If old API is not so bad (e.g. typing.List), I’m +1. We need to track “deprecated, but not emit DeprecationWarning for now.”

But some deprecated APIs have stronger reason to be deprecated instead than just there is a clean new one. For example:

Not correct (e.g. doesn’t follow RFC), but can not be corrected for backward compatibility.
Unsafe. And it can not be fixed because of its API design.
Even the API itself is not unsafe, its API design is easy to produce bugs/vulnerability.
Inefficient.

Not emitting DeprecationWarning makes users tend to keep using such old bad APIs even in new code.
We suppress DeprecationWarning for end users already. I don’t want to be more silent about bad APIs even if we do not rush to remove it.

encukou · July 3, 2023, 8:12pm

Yes and yes.
Too many times, “bugs” are in rare edge cases that many users don’t really care about.
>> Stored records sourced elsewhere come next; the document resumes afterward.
PR #1094, opened 2017-07-02
OperationQueue.main dangling pointer fix

bubski:
Calling `OperationQueue.main` would
instantiate an `OperationQueue`,
set an `Unmanaged` reference to it as **main queue specific**
and return `OperationQueue`.

Subsequent calls to `OperationQueue.main` would
get the `Unmanaged` reference to `OperationQueue` from **main queue specific**
 and return `OperationQueue` wrapped in `Unmanaged`.

However, there's nothing stopping the `OperationQueue` from being deallocated, so the `Unmanaged` reference from subsequent call would in fact return garbage.

### DIFF
--- a/Foundation/Operation.swift
+++ b/Foundation/Operation.swift
@@ -577,12 +577,13 @@ open class OperationQueue: NSObject {
 #endif
     }
     
+#if DEPLOYMENT_ENABLE_LIBDISPATCH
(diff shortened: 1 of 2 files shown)


bubski:
@swift-ci please test

parkera:
@swift-ci test and merge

And if they start caring, because circumstances changed ortheir library suddenly got popular, or someone benchmarked it, then good deprecation docs can tell them what to do.

I am talking specifically about the benign changes – renames, things with a two-line replacement, things that became no-op.
If an API is wrong/dangerous for most of its users, that’s another thing.
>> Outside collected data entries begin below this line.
PR #1097, opened 2017-07-06
fix URLSession crashing on HTTP/0.9 simple-responses

weissi:
also add tests for misbehaving HTTP servers.

we discovered that if the server is just returning random bytes, the whole app would crash with `fatalError("Received body data, but the header is not complete, yet.")` . The reason we can get into that state is that CURL support HTTP/0.9 [simple-responses](https://www.w3.org/Protocols/HTTP/1.0/spec.html#Message-Types) which are just the body bytes...

The issue is [also discussed on CURL's github](https://github.com/curl/curl/issues/467).

To make sure we don't regress and to document the current behaviour, I also wrote tests for a few other cases when the HTTP server is misbehaving or behaving oddly.

### DIFF
--- a/Foundation/NSURLSession/http/HTTPURLProtocol.swift
+++ b/Foundation/NSURLSession/http/HTTPURLProtocol.swift
@@ -439,8 +439,14 @@ extension _HTTPURLProtocol {
 extension _HTTPURLProtocol: _EasyHandleDelegate {
     
     func didReceive(data: Data) -> _EasyHandle._Action {
-        guard case .transferInProgress(let ts) = internalState else { fatalError("Received body data, but no transfer in progress.") }
-        guard ts.isHeaderComplete else { fatalError("Received body data, but the header is not complete, yet.") }
+        guard case .transferInProgress(var ts) = internalState else { fatalError("Received body data, but no transfer in progress.") }
+        if !ts.isHeaderComplete {
+            ts.response = HTTPURLResponse(url: ts.url, statusCode: 200, httpVersion: "HTTP/0.9", headerFields: [:])
+            /* we received body data before CURL tells us that the headers are complete, that happens for HTTP/0.9 simple responses, see
+               - https://www.w3.org/Protocols/HTTP/1.0/spec.html#Message-Types
+               - https://github.com/curl/curl/issues/467
+            */
+        }
         notifyDelegate(aboutReceivedData: data)
         internalState = .transferInProgress(ts.byAppending(bodyData: data))
         return .proceed
--- a/TestFoundation/TestNSURLSession.swift
+++ b/TestFoundation/TestNSURLSession.swift
@@ -41,6 +41,10 @@ class TestURLSession : XCTestCase {
 	    ("test_customProtocolResponseWithDelegate", test_customProtocolResponseWithDelegate),
             ("test_httpRedirection", test_httpRedirection),
             ("test_httpRedirectionTimeout", test_httpRedirectionTimeout),
+            ("test_http0_9SimpleResponses", test_http0_9SimpleResponses),
+            ("test_outOfRangeButCorrectlyFormattedHTTPCode", test_outOfRangeButCorrectlyFormattedHTTPCode),
+            ("test_missingContentLengthButStillABody", test_missingContentLengthButStillABody),
+            ("test_illegalHTTPServerResponses", test_illegalHTTPServerResponses),
         ]
     }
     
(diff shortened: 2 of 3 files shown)


weissi:
@swift-ci please test

TestFoundation/TestNSURLSession.swift
```diff
@@ -41,6 +41,10 @@ class TestURLSession : XCTestCase {
 	    ("test_customProtocolResponseWithDelegate", test_customProtocolResponseWithDelegate),
             ("test_httpRedirection", test_httpRedirection),
             ("test_httpRedirectionTimeout", test_httpRedirectionTimeout),
+            ("test_illegalHTTPServerResponses", test_illegalHTTPServerResponses),
```
alblue: If we're keeping the order of the tests the same as in the test list, this line should be moved to the end.

weissi: thanks @alblue , addressed

weissi:
@swift-ci please test

weissi:
@swift-ci please test

pushkarnk:
This is interesting. The change and the tests look good to me. 

Does Foundation on Darwin also gracefully handle such responses?

weissi:
@pushkarnk two intentions in this pull request

1. most importantly don't just crash the program on unexpected server response as that's terrible for the user
2. document the current behaviour in unit tests

I haven't tried how regular Foundation behaves, but it certainly won't just crash ;). Do we want to match regular Foundation exactly or what is the intention here? With my patch we handle these not so common server responses just the way CURL handles them which is what we seem to do usually in Swift Foundation's URLSession.

weissi:
@pushkarnk @parkera @phausler My suggestion would be to get this patch in as soon as possible to be sure it'll land in Swift 4 as it's just terrible if the program crashes if the server misbehaves. Worst is that if you connect to HTTP2-only servers you might hit that behaviour (as a HTTP2 only response looks like a HTTP/0.9 simple-response to CURL versions without HTTP2 support).

After we addressed the crasher issues we should talk about what we want to achieve here and how we want to handle all the special cases. See [here](https://github.com/apple/swift-corelibs-foundation/pull/1097/files#diff-e06c282e627962e05b9b7b7936ec63b6R186) for the list of odd server behaviours I could quickly come up with. We should then go through that list one by one and decide what the appropriate behaviour should be.

But IMHO more importantly we should get something in to fix the crashes. We can then always decide later that we want to throw away HTTP/0.9 simple responses even though CURL handles them.

pushkarnk:
Specifically, if the server is using HTTP/1.1 but the header is malformed (as you've demonstrated in the tests) does Darwin also return an HTTPURLResponse with httpVersion set to 0.9?

pushkarnk:
>> Do we want to match regular Foundation exactly or what is the intention here? 
Yes, we'd ideally want to. Unless we are sure that the Darwin Foundation isn't doing the right thing

Foundation/NSURLSession/http/HTTPURLProtocol.swift
```diff
@@ -439,8 +439,14 @@ extension _HTTPURLProtocol {
 extension _HTTPURLProtocol: _EasyHandleDelegate {
     
     func didReceive(data: Data) -> _EasyHandle._Action {
-        guard case .transferInProgress(let ts) = internalState else { fatalError("Received body data, but no transfer in progress.") }
-        guard ts.isHeaderComplete else { fatalError("Received body data, but the header is not complete, yet.") }
+        guard case .transferInProgress(var ts) = internalState else { fatalError("Received body data, but no transfer in progress.") }
+        if !ts.isHeaderComplete {
+            ts.response = HTTPURLResponse(url: ts.url, statusCode: 200, httpVersion: "0.9", headerFields: [:])
```
pushkarnk: Is this valid in the three different scenarios that you have pointed out?
1. When the server sends a HTTP/0.9 response aka "only the body"
2. When the server is running HTTP/1.1 but sends a malformed response
3. When the server running HTTP/2 sends a response to client HTTP/1.1 
... I'm specifically concerned about  the `httpVersion: "0.9"`

pushkarnk:
In short, I seem to have only two questions:
1. Is the behaviour consistent with Darwin? (Do we desire that? I'd say yes!)
2. Is the HTTPURLResponse being returned valid in all the failure scenarios pointed out?
Having said that, I agree that we need to fix these crashes first. 
@parkera @phausler What would you suggest?

weissi:
@pushkarnk so in Darwin Foundation, it's really a `NSURLHTTPResponse` that's created using a `CFURLHTTPResponse` that's created with a `CFHTTPMessageCreateResponse` and that is initialised with the following parameters:

```
* thread #2, queue = 'com.apple.CFNetwork.LoaderQ', stop reason = breakpoint 1.5
    frame #0: 0x00007fff2d1be705 CFNetwork`CFHTTPMessageCreateResponse
CFNetwork`CFHTTPMessageCreateResponse:
->  0x7fff2d1be705 <+0>: pushq  %rbp
    0x7fff2d1be706 <+1>: movq   %rsp, %rbp
    0x7fff2d1be709 <+4>: pushq  %r15
    0x7fff2d1be70b <+6>: pushq  %r14
Target 0: (URLSessionRepro) stopped.
(lldb) po $rdi
\<CFAllocator 0x7fff579b1f10 [0x7fff579b1f10]>{info = 0x7fff5def2000}

(lldb) po $rsi
200

(lldb) po $rdx
<nil>

(lldb) po $rcx
HTTP/0.9

(lldb) 
```

so it does indeed treat it as HTTP/0.9 too but the string seems to be `HTTP/0.9` not just `0.9`. I will change my patch accordingly.

weissi:
@pushkarnk also the `NSURLHTTPResponse` doesn't actually seem to have a property so it seems like you won't be able to query the HTTP version anyway but I guess we want it compatible.

weissi:
@swift-ci please test

pushkarnk:
@swift-ci please test

weissi:
@pushkarnk tests seemed to have passed. Any further comments/questions? @phausler happy with this?

phausler:
The change looks sensible to me

PR #2406, opened 2019-07-12
build: don't link C++ runtime on android

compnerd:


millenomi:

millenomi:
Er, it'll fail because Mac. Oh well.

compnerd:
Lets hold off on this for just a tad, I think I have a much better generic solution that I can add to swift and have it cover all the targets.

PR #2407, opened 2019-07-12
build: add DT_SONAME for ELF libraries

compnerd:
Unfortunately, because we do not use CMake for generating the libraries,
we need to explicitly control the library names for the time being.  Add
a DT_SONAME entry to the ELF binary that we generate to ensure that we
are able to properly link to the libraries at load time.


compnerd:

PR #2408, opened 2019-07-12
[Windows] Overwrite the destination if it exists in _copySymlink

gmittert:
The POSIX implementation will overwrite the destination so the Windows
version should do the same.

In addition, since we are copying a symlink, we know the type of the
target, so we can specify this to createSymlink. This is useful when
copying directories and you copy a symlink before you copy its target.
This allows you to create a (temporarily) broken symlink of the right
file type rather than having to copy the target first.

### DIFF
--- a/Foundation/FileManager+Win32.swift
+++ b/Foundation/FileManager+Win32.swift
@@ -276,19 +276,30 @@ extension FileManager {
         return result
     }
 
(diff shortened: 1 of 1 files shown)


gmittert:
@swift-ci please test linux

charliermarsh · July 4, 2023, 12:03am

Speaking on behalf of Ruff: for what it’s worth, I agree with @Pierre-Sassoulas and @DanielNoord in that I’d be perfectly happy with (and have a slight preference for) a JSON file, though the difference for me is minor enough that I’d probably just vote to run with whatever is easier for the maintainers. Either way, we’re likely going to preprocess the data into a format that fits our needs (via a Python scrip), so it’s a minor difference to me as to whether we grab a JSON file or query from the standard library in some way.

brettcannon · July 4, 2023, 4:01am

To be clear, this random example is one which can’t have a 1:1 replacement because the old API didn’t fit into the import APIs well and everyone used the old API in varying ways.